Because his blueprint envisions allowing the Bush tax cuts to expire, it would effectively increase the top marginal tax rate from 35% to 44.2%. The current tax burden -- i.e., the amount that would be collected if the Bush tax cuts were extended and Congress continued its recent practice of “patching” the AMT -- would explode by $3.5 trillion over the next decade. Yet Rangel doesn’t consider this $3.5 trillion a tax increase. Only Washington liberals can argue that your exploding tax bill isn’t really a tax increase!

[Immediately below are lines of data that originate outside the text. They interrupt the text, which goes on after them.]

PR #20053, opened 2023-10-31
Extract projections in registers - Index

jsteemann:
### Scope & Purpose

Follow-up PR to https://github.com/arangodb/arangodb/pull/20023

Extract document attribute projections of `INDEX` nodes and `JOIN` nodes into individual output registers, instead of storing them in a combined VelocyPack object.
Previously, the projected attributes of a document were all stored together in a newly-built VelocyPack object. For example, if the projections "a" and "b" were used, a new VelocyPack object {"a":..., "b": ... } was built and stored in the ExecutionNode's main output register.

- [ ] :hankey: Bugfix
- [x] :pizza: New feature

### Checklist

- [ ] Tests
  - [ ] **Regression tests**
  - [ ] C++ **Unit tests**
  - [ ] **integration tests**
  - [ ] **resilience tests**
- [ ] Backports
  - [ ] Backport for 3.11: -
  - [ ] Backport for 3.10: -

#### Related Information

- [ ] Docs PR: 
- [ ] Enterprise PR:
- [ ] Design document:

### DIFF
--- a/arangod/Aql/JoinExecutor.cpp
+++ b/arangod/Aql/JoinExecutor.cpp
@@ -36,6 +36,31 @@ using namespace arangodb::aql;
 
 #define LOG_JOIN LOG_DEVEL_IF(false)
 
+RegisterId JoinExecutorInfos::registerForVariable(
+    VariableId id) const noexcept {
+  auto it = varsToRegister.find(id);
+  if (it != varsToRegister.end()) {
+    return it->second;
+  }
+  return RegisterId::maxRegisterId;
+}
+
+void JoinExecutorInfos::determineProjectionsForRegisters() {
+  if (!projectionsInitialized) {
+    for (auto& it : indexes) {
+      bool found = false;
+      for (size_t i = 0; i < it.projections.size(); ++i) {
+        if (it.projections[i].variable != nullptr) {
+          found = true;
+          break;
+        }
+      }
+      it.hasProjectionsForRegisters = found;
+    }
+    projectionsInitialized = true;
+  }
+}
+
 JoinExecutor::~JoinExecutor() = default;
 
 JoinExecutor::JoinExecutor(Fetcher& fetcher, Infos& infos)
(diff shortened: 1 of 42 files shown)


arangod/Aql/JoinExecutor.cpp
```diff
@@ -265,13 +305,28 @@ auto JoinExecutor::produceRows(AqlItemBlockInputRange& inputRange,
...
                                   _currentRow, docPtr);
           } else {
-            _projectionsBuilder.clear();
-            _projectionsBuilder.openObject(true);
-            idx.projections.toVelocyPackFromDocument(_projectionsBuilder, doc,
-                                                     &_trx);
-            _projectionsBuilder.close();
-            output.moveValueInto(_infos.indexes[k].documentOutputRegister,
-                                 _currentRow, _projectionsBuilder.slice());
+            if (!idx.hasProjectionsForRegisters) {
```
MBkkt, line 308: else if?

MBkkt (approved):

arangod/Aql/JoinNode.cpp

From an international perspective, the higher rates move our tax code in exactly the wrong direction. Most countries have abandoned the sort of confiscatory marginal tax rates that prevailed when Ronald Reagan was first elected. According to The Heritage Foundation’s Index of Economic Freedom, the highest marginal rate in the world today -- Chad’s 65% -- is lower than the top U.S. rate (70%) in 1980.
With our current top rate of 35%, the U.S. ranks 84th in the world, tied with such economic powerhouses as Rwanda, Ethiopia, Sierra Leone and Azerbaijan. Under Rangel’s proposal, the U.S. would plummet to 132nd, alongside moribund European welfare states such as Spain, France, Denmark, the Netherlands and Sweden. Add in state tax burdens, and the picture darkens: Taxpayers in 29 states face top rates of 6% or more, enough to push their combined federal-state tax rate above 50%.
On the corporate side, though, Rangel donned a rare supply-side hat. He proposed a significant drop in the top corporate rate, from 35% to 30.5%, and the elimination of various corporate tax deductions.
Of course, we could do better. The Treasury study estimates that we could lower the top corporate rate to 27% simply by eliminating special-interest deductions and redirecting those lost revenues to rate cuts.
The rest of the world isn’t waiting. Time to catch the wave.